■ **To do**
Of the lines below, copy those that hold the word "your".

Content starts

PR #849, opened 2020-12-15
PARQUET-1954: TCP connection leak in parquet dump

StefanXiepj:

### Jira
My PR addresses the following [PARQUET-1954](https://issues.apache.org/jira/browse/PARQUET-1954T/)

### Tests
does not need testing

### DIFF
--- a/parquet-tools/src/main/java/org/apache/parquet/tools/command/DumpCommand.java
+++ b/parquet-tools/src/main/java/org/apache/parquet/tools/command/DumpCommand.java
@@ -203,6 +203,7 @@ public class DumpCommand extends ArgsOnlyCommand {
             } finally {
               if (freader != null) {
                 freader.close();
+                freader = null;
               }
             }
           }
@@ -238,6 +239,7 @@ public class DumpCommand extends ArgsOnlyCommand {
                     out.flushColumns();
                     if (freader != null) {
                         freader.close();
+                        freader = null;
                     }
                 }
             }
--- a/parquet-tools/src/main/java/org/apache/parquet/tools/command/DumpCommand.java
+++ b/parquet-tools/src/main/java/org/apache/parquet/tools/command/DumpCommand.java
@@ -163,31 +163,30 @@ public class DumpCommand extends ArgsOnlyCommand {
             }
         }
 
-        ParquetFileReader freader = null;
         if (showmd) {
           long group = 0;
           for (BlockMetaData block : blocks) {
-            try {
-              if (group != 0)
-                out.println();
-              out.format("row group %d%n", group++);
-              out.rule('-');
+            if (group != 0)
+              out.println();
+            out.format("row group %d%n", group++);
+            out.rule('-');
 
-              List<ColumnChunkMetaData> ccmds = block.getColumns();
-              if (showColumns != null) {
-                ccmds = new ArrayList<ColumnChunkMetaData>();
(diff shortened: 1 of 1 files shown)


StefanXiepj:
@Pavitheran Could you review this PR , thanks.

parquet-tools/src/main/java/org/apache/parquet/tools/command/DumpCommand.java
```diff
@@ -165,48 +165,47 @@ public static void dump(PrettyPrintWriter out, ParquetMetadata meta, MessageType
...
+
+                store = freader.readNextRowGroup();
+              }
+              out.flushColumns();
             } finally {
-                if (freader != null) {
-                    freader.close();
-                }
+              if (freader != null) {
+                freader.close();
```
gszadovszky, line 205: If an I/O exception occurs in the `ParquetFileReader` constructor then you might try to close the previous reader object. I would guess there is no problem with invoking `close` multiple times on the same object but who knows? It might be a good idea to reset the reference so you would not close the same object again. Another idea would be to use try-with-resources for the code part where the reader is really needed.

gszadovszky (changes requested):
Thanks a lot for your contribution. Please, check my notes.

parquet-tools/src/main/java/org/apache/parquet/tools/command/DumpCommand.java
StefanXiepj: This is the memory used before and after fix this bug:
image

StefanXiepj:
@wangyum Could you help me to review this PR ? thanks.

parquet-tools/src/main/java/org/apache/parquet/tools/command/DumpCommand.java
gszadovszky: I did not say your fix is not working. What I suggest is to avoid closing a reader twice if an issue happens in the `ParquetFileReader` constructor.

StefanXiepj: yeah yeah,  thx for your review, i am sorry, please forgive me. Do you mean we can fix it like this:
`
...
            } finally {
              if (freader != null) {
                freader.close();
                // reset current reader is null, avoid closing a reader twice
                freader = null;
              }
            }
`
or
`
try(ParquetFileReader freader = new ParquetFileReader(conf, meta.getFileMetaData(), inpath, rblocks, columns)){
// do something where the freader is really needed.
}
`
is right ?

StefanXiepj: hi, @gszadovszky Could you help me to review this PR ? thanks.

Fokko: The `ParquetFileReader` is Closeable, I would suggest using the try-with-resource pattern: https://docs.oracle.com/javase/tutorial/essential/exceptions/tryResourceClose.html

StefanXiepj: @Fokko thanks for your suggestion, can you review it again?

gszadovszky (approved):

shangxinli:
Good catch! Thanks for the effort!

Content ends
Content starts

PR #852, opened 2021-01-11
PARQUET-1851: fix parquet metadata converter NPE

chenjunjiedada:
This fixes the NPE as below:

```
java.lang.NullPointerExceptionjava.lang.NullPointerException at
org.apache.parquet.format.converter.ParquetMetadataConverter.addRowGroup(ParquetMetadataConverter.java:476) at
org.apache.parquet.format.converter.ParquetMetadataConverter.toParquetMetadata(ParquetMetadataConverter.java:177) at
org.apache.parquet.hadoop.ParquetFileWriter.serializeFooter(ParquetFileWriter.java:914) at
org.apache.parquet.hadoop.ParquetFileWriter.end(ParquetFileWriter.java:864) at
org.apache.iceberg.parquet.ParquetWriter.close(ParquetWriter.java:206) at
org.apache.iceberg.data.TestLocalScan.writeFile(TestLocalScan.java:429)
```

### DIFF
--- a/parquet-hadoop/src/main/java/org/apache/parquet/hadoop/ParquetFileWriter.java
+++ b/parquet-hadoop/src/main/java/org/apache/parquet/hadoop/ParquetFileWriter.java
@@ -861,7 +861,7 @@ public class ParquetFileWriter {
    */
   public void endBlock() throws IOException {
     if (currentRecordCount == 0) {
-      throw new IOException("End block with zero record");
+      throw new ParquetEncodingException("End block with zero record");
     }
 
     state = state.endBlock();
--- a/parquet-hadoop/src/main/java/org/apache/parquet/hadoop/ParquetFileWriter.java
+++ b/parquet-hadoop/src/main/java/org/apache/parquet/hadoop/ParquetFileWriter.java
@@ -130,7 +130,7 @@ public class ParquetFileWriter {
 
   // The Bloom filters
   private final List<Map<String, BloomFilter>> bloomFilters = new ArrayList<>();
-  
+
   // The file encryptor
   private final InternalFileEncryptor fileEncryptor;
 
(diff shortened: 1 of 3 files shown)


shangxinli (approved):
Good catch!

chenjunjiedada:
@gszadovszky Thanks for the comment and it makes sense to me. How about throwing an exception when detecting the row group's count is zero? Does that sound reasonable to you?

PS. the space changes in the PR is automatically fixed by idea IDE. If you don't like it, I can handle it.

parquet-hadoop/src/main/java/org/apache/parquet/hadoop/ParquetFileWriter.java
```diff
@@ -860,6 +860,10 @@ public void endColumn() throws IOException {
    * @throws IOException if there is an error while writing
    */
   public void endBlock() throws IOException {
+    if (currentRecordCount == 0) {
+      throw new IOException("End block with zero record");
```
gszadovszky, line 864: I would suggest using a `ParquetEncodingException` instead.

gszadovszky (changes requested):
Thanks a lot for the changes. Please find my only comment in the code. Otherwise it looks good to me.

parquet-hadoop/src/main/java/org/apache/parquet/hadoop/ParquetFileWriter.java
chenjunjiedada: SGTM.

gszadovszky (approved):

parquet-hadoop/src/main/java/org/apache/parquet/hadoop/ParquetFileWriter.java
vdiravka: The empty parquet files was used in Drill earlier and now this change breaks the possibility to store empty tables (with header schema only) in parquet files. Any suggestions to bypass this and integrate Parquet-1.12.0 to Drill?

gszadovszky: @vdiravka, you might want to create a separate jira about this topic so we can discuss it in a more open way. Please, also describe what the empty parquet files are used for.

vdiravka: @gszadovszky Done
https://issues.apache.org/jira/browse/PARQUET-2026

Content ends
Content starts

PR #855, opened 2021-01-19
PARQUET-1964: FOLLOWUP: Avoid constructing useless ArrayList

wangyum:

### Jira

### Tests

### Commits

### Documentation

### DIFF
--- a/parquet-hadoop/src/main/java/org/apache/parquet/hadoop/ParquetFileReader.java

Content ends

■ **Task response**
Thanks a lot for your contribution. Please, check my notes.
gszadovszky: I did not say your fix is not working. What I suggest is to avoid closing a reader twice if an issue happens in the `ParquetFileReader` constructor.
StefanXiepj: yeah yeah,  thx for your review, i am sorry, please forgive me. Do you mean we can fix it like this:
StefanXiepj: @Fokko thanks for your suggestion, can you review it again?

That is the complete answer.